Question

Every atom has one free electron in copper. If 2.2 ampere current is flowing in the wire of copper having 1 mm diameter, then the drift velocity (approx.) will be (Density of copper = 9×$10^3$ kgm$^{-3}$ and atomic weight = 63)

• A. 0.3 mm/sec
• B. 0.1 mm/sec
• C. 0.2 mm/sec
• D. 0.2 cm/sec

Answer 1

Answer: (C)

0.2 mm/sec

Answer 2

The drift velocity $v_d$ of electrons in a conductor is given by the formula:

$v_d = \frac{I}{neA}$

where:

$I$ is the current flowing through the wire.
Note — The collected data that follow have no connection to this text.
PR #5683, opened 2023-09-09
fix andWhereNotJsonObject calling wrong function

FKasa:
I have no time to write tests but the issue and the fix seem pretty obvious.
This is also my first time contributing so please review my change.
I found this bug myself while using the method at work.


kibertoad (approved):

kibertoad:
thanks!

kibertoad:
Released in 3.1.0

PR #6088, opened 2024-06-21
refactor: remove resolve dependency

elliotttf:
This replaces the dependency on resolve-from with node's native `require.resolve` method.

If this and gulpjs/rechoir#47 are merged, a false positive related to [resolve's `monorepo-symlink-test`](https://github.com/browserify/resolve/issues/312) file will be resolved.


elliotttf:
Disregard, this PR isn't necessary (but neither is resolve-from if it's desirable to be removed)

PR #5741, opened 2023-11-17
Import knex as type in TS migration template

OliverWales:
To match `@typescript-eslint/consistent-type-imports` eslint rule.

PR #6094, opened 2024-07-02
Import knex as type in TS seed template

OliverWales:
Relates #5741

Saves fixing `@typescript-eslint/consistent-type-imports` eslint rule every time.


kibertoad (approved):

kibertoad:
thank you!

PR #6120, opened 2024-09-05
add MariaDB to README

robertsilen:
MariaDB is mentioned at https://knexjs.org/, so suggest to add MariaDB to github README too :) I asked in discussion https://github.com/knex/knex/issues/6119 about MariaDB support in general too.


robertsilen:
Any help in approving this?

Issue #6119, opened 2024-09-05
MariaDB support?


robertsilen:
Does knex support MariaDB?

tluyben:
It does, we are using it with mariadb; the only issues we found are on both mysql & mariadb; nothing mariadb specific yet.

mercmobily:
I was a little ahead of myself closing this. I think we will merge shortly, I will reopen otherwise.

$n$ is the number density of free electrons (number of free electrons per unit volume).

$e$ is the elementary charge ($1.6 \times 10^{-19}$ C).
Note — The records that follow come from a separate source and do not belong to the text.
PR #6130, opened 2024-09-22
fix: join clause literal value is treated as Double quotation mark in Postgres Database

YongSeok-Choi51:
# Related Issue

[Literal Value treated as Column name in Where Clause (Postgres Database)]
- https://github.com/knex/knex/issues/6124

## Issue Detail

```javscript
db // Knex instance

// Basic query that includes a join with literal join value
const qb = db('table_a').innerJoin('table_b', join => {
  join.onVal('table_b.id', '123')
})

// Executing select on this query results in proper formatting of literal value
// SQL: select "table_a"."id" from "table_a" inner join "table_b" on "table_b"."id" = '123' 👈👈 (This Allows in Postgres!)
console.log(qb.select('table_a.id').toQuery())

// Executing delete on this query results in literal value being formatted as if it were a column name
// SQL: delete from "table_a" using "table_b" where "table_b"."id" = "123"  👈👈 (This is Not Allowed in Postgres. 123 must be single quoted like '123')
console.log(qb.delete().toQuery())
```

## Description (Solution)

i fixed this issue by using `builder._queryContext` that cannot be shared to string format method (`wrapIdentifierImpl`)

### DIFF
--- a/lib/dialects/postgres/index.js
+++ b/lib/dialects/postgres/index.js
@@ -63,8 +63,12 @@ class Client_PG extends Client {
     return require('pg');
   }
 
-  wrapIdentifierImpl(value) {
+  wrapIdentifierImpl(value, queryContext) {
     if (value === '*') return value;
+
+    const isLiteralValue = () => {
+      return queryContext && queryContext.pgValueFlag;
+    };
 
     let arrayAccessor = '';
     const arrayAccessorMatch = value.match(/(.*?)(\[[0-9]+\])/);
@@ -74,7 +78,9 @@ class Client_PG extends Client {
       arrayAccessor = arrayAccessorMatch[2];
     }
 
-    return `"${value.replace(/"/g, '""')}"${arrayAccessor}`;
+    return isLiteralValue()
+      ? `'${value.replace(/"/g, '""')}'${arrayAccessor}`
+      : `"${value.replace(/"/g, '""')}"${arrayAccessor}`;
   }
 
   _acquireOnlyConnection() {
--- a/lib/client.js
+++ b/lib/client.js
@@ -186,7 +186,7 @@ class Client extends EventEmitter {
     if (this.config.wrapIdentifier) {
       return this.config.wrapIdentifier(value, origImpl, queryContext);
     }
-    return origImpl(value);
+    return origImpl(value, queryContext);
   }
 
   wrapIdentifierImpl(value) {
--- a/lib/query/querycompiler.js
+++ b/lib/query/querycompiler.js
@@ -977,6 +977,12 @@ class QueryCompiler {
   // ------
 
   _valueClause(statement) {
+    // When DataBase is Postgres. it should be handled with single quotation.
+    if (this._getDBVendor() === 'pg') {
+      const exists = this.builder._queryContext || {};
+      this.builder.queryContext({ ...exists, pgValueFlag: true });
+    }
+
     return statement.asColumn
       ? wrap_(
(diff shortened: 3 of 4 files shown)


lib/dialects/postgres/index.js
```diff
@@ -74,7 +78,9 @@ class Client_PG extends Client {
       arrayAccessor = arrayAccessorMatch[2];
     }
 
-    return `"${value.replace(/"/g, '""')}"${arrayAccessor}`;
+    return isLiteralValue()
+      ? `'${value.replace(/"/g, '""')}'${arrayAccessor}`
```
YongSeok-Choi51, line 82: `wrapIdentifierImpl` method is implemented in each DBVender Class(ex. oracle, mysql, mssql) 

berows are other DB Class Implementations

[mssql - wrapIdentifierImpl](https://github.com/knex/knex/blob/176151d8048b2a7feeb89a3d649a5580786d4f4e/lib/dialects/mssql/index.js#L131) 

[mysql - wrapIdentifierImpl](https://github.com/knex/knex/blob/176151d8048b2a7feeb89a3d649a5580786d4f4e/lib/dialects/mysql/index.js#L59)

[sqlite3 - wrapIdentifierImpl](https://github.com/knex/knex/blob/176151d8048b2a7feeb89a3d649a5580786d4f4e/lib/dialects/sqlite3/index.js#L77)

mercmobily:
Thank you for taking the time to fix this bug and write a test! The fix does work and solves the immediate problem.

However, after reviewing the code more carefully, I think there's a cleaner approach that would be more maintainable and fix additional related bugs at the same time.

The current fix uses a flag in queryContext to change how `wrapIdentifier` behaves, but this feels like a workaround rather than addressing the root cause. The real issue is that the PostgreSQL DELETE compiler in `lib/dialects/postgres/query/pg-querycompiler.js:104-113` doesn't handle different join clause types properly.

Looking at how the standard join compiler works (in `lib/query/querycompiler.js:456`), it calls the appropriate handler method based on clause type:

```javascript
const val = this[clause.type](clause);
```

This means:
- `onBasic` clauses call `this.onBasic()` which wraps both sides as identifiers
- `onVal` clauses call `this.onVal()` which treats the value as a literal parameter
- `onIn` clauses call `this.onIn()` which handles arrays properly
- And so on...

The PostgreSQL DELETE code should follow the same pattern instead of forcing everything through `whereBasic()` with `asColumn: true`. This would fix not just `onVal`, but also `onIn`, `onBetween`, `onNull`, and other join clause types that are currently also broken in DELETE queries.

Would you be interested in updating your PR to use this approach instead? The change would be in `lib/dialects/postgres/query/pg-querycompiler.js`, replacing lines 104-113 with something like:

```javascript
const joinWheres = [];
for (const clause of join.clauses) {
  // Call the appropriate handler based on clause type, just like regular joins
  const clauseSql = this[clause.type](clause);
  if (clauseSql) {
    joinWheres.push(clauseSql);
  }
}
```

This would be a cleaner fix that follows the existing patterns in the codebase. What do you think?

YoungSeok-Choi:
@mercmobily Thanks for detail reviewing of this PR! 🙏🏻 i totally with you! i'll do more look the code base and write codes based on your direction.

YongSeok-Choi51:
> @mercmobily Thanks for detail reviewing of this PR! 🙏🏻 i totally with you! i'll do more look the code base and write codes based on your direction.

by the way, that is my second account :)

PR #6132, opened 2024-09-26
pg-native is now part of node-postgres for easier maintenance

melroyvandenberg:
See title.. 

And proof here: https://github.com/brianc/node-pg-native?tab=readme-ov-file#%EF%B8%8F-notice-%EF%B8%8F


mercmobily:
DUPE of #6121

$A$ is the cross-sectional area of the wire.

First, we need to calculate the number density of free electrons, $n$.

The density of copper is $\rho = 9 \times 10^3$ kg/m$^3$.
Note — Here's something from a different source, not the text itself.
PR #6136, opened 2024-10-04
fix: skip sqlite filename warning when connection is a function

innerdvations:
## Summary

When `connection` is a function, Knex stores it as a `connectionConfigProvider` and does not resolve settings synchronously in the constructor. The sqlite constructor was checking `config.connection.filename` directly, which is always `undefined` for a function — so users with a valid dynamic config got a false warning.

The atomic weight of copper is 63. This means the molar mass of copper is $M = 63 \times 10^{-3}$ kg/mol.

Avogadro's number is $N_A = 6.022 \times 10^{23}$ atoms/mol.

The number density of copper atoms is given by the number of atoms per mole divided by the volume per mole. The volume per mole is the molar mass divided by the density.

Volume per mole $= \frac{M}{\rho} = \frac{63 \times 10^{-3} \text{ kg/mol}}{9 \times 10^3 \text{ kg/m}^3} = 7 \times 10^{-6} \text{ m}^3\text{/mol}$.

The number density of copper atoms is $\frac{N_A}{\text{Volume per mole}} = \frac{6.022 \times 10^{23} \text{ atoms/mol}}{7 \times 10^{-6} \text{ m}^3\text{/mol}} = \frac{6.022}{7} \times 10^{29} \text{ atoms/m}^3$.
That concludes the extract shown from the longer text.